* _Problem description_
From the data below, return all lines holding the string "variant".

%%

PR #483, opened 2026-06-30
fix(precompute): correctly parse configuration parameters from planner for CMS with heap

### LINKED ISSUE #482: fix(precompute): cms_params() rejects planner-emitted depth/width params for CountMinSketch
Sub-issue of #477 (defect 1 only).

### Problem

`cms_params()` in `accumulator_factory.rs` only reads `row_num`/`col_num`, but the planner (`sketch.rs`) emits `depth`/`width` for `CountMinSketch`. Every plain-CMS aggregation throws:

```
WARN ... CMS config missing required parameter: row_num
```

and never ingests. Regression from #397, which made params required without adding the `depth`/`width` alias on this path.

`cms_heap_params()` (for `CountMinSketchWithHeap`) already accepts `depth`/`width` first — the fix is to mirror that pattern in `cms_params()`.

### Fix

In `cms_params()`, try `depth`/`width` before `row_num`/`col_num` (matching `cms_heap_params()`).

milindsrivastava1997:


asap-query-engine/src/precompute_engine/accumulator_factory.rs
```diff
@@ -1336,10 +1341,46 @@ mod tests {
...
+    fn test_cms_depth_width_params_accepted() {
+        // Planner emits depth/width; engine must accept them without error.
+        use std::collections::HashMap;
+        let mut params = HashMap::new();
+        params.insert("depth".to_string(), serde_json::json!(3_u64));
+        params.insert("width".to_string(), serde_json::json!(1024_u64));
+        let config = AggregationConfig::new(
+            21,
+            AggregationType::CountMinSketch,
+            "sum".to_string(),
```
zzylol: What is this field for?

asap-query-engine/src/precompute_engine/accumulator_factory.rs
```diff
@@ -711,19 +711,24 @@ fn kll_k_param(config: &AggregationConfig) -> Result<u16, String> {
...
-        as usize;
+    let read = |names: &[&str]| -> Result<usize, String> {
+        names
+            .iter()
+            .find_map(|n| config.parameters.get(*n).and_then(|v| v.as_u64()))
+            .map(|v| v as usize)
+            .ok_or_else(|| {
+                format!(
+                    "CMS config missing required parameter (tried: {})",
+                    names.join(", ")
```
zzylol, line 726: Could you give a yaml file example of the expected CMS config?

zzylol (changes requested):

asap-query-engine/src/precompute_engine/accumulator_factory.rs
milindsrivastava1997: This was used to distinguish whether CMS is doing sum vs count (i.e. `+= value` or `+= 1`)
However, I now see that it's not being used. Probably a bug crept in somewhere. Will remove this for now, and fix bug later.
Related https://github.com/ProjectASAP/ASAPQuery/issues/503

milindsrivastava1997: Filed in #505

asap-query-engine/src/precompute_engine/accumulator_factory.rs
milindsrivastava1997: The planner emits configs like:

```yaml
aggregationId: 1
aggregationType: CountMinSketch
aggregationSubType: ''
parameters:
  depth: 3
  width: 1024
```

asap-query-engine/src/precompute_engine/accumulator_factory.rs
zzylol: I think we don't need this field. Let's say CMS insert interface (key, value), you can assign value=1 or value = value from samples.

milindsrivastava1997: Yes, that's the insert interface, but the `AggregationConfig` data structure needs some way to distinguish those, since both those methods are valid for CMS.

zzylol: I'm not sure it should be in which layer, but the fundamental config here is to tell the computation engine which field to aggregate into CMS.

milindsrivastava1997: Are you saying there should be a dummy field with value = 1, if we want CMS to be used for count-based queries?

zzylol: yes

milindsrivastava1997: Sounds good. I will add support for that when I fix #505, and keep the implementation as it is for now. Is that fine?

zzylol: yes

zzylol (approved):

%%
%%

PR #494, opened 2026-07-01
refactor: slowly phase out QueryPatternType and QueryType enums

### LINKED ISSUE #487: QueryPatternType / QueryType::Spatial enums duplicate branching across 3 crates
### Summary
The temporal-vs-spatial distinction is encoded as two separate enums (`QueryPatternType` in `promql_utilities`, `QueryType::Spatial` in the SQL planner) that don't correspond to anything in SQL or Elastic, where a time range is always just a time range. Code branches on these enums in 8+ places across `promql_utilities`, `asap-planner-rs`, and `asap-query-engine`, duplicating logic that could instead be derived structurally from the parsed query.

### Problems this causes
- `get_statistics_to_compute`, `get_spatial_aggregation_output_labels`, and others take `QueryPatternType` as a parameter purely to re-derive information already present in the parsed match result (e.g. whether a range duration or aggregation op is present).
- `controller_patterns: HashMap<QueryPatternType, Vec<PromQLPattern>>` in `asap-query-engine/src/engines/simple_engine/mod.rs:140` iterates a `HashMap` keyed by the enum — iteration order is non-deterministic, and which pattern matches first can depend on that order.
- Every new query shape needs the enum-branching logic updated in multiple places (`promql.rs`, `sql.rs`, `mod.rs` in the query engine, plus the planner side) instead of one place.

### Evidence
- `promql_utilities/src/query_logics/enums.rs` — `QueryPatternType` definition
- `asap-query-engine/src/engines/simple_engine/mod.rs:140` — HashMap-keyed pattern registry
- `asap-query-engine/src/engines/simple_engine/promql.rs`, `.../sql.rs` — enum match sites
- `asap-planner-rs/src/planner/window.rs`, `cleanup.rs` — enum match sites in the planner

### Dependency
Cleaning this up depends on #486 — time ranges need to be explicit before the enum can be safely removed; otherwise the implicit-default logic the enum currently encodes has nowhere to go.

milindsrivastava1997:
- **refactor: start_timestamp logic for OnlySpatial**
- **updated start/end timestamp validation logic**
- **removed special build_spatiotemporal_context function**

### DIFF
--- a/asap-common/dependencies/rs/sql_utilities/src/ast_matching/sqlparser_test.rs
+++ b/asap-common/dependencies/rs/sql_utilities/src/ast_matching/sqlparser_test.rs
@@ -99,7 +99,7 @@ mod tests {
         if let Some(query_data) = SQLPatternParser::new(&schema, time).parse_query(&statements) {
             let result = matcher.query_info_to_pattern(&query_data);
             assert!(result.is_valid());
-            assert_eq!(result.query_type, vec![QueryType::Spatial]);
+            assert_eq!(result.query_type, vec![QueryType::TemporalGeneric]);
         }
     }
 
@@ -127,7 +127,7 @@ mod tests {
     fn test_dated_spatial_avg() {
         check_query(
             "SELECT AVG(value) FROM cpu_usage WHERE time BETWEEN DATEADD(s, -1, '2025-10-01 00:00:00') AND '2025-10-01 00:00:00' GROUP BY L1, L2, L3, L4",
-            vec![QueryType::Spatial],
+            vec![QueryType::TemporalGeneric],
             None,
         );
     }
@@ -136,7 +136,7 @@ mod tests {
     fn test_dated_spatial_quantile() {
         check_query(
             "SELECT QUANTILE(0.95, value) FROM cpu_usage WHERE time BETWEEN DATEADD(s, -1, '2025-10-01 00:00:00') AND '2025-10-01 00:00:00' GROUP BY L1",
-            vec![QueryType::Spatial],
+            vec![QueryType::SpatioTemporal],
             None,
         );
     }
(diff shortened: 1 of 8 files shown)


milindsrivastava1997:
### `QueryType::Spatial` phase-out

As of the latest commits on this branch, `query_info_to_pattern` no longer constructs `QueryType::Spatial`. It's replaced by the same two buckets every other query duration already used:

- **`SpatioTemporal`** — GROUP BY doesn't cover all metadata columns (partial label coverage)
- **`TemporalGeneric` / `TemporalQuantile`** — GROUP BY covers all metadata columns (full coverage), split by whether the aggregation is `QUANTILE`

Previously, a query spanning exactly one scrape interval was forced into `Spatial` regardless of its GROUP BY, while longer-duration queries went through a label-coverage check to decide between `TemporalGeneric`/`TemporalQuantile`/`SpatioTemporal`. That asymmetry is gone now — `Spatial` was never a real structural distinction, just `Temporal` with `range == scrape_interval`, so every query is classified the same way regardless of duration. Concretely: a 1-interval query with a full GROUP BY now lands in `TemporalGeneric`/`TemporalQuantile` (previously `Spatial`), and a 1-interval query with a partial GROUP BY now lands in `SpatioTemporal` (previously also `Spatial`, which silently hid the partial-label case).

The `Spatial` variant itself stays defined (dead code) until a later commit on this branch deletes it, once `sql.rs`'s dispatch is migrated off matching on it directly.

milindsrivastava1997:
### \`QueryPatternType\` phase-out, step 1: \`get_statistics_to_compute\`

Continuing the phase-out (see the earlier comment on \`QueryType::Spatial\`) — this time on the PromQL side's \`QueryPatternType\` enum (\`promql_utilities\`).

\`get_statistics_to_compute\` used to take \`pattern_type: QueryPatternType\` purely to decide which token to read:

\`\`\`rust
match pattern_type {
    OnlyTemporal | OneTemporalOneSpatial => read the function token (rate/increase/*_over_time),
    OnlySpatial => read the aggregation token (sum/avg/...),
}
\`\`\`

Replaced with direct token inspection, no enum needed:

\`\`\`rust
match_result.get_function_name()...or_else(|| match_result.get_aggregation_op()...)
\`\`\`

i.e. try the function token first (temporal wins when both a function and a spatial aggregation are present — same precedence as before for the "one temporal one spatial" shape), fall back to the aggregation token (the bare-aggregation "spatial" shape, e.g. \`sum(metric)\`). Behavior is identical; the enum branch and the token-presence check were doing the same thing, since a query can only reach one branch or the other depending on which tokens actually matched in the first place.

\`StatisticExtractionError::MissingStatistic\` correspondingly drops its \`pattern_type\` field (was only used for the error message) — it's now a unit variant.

%%

* _Answer box_
The `Spatial` variant itself stays defined (dead code) until a later commit on this branch deletes it, once `sql.rs`'s dispatch is migrated off matching on it directly.
\`StatisticExtractionError::MissingStatistic\` correspondingly drops its \`pattern_type\` field (was only used for the error message) — it's now a unit variant.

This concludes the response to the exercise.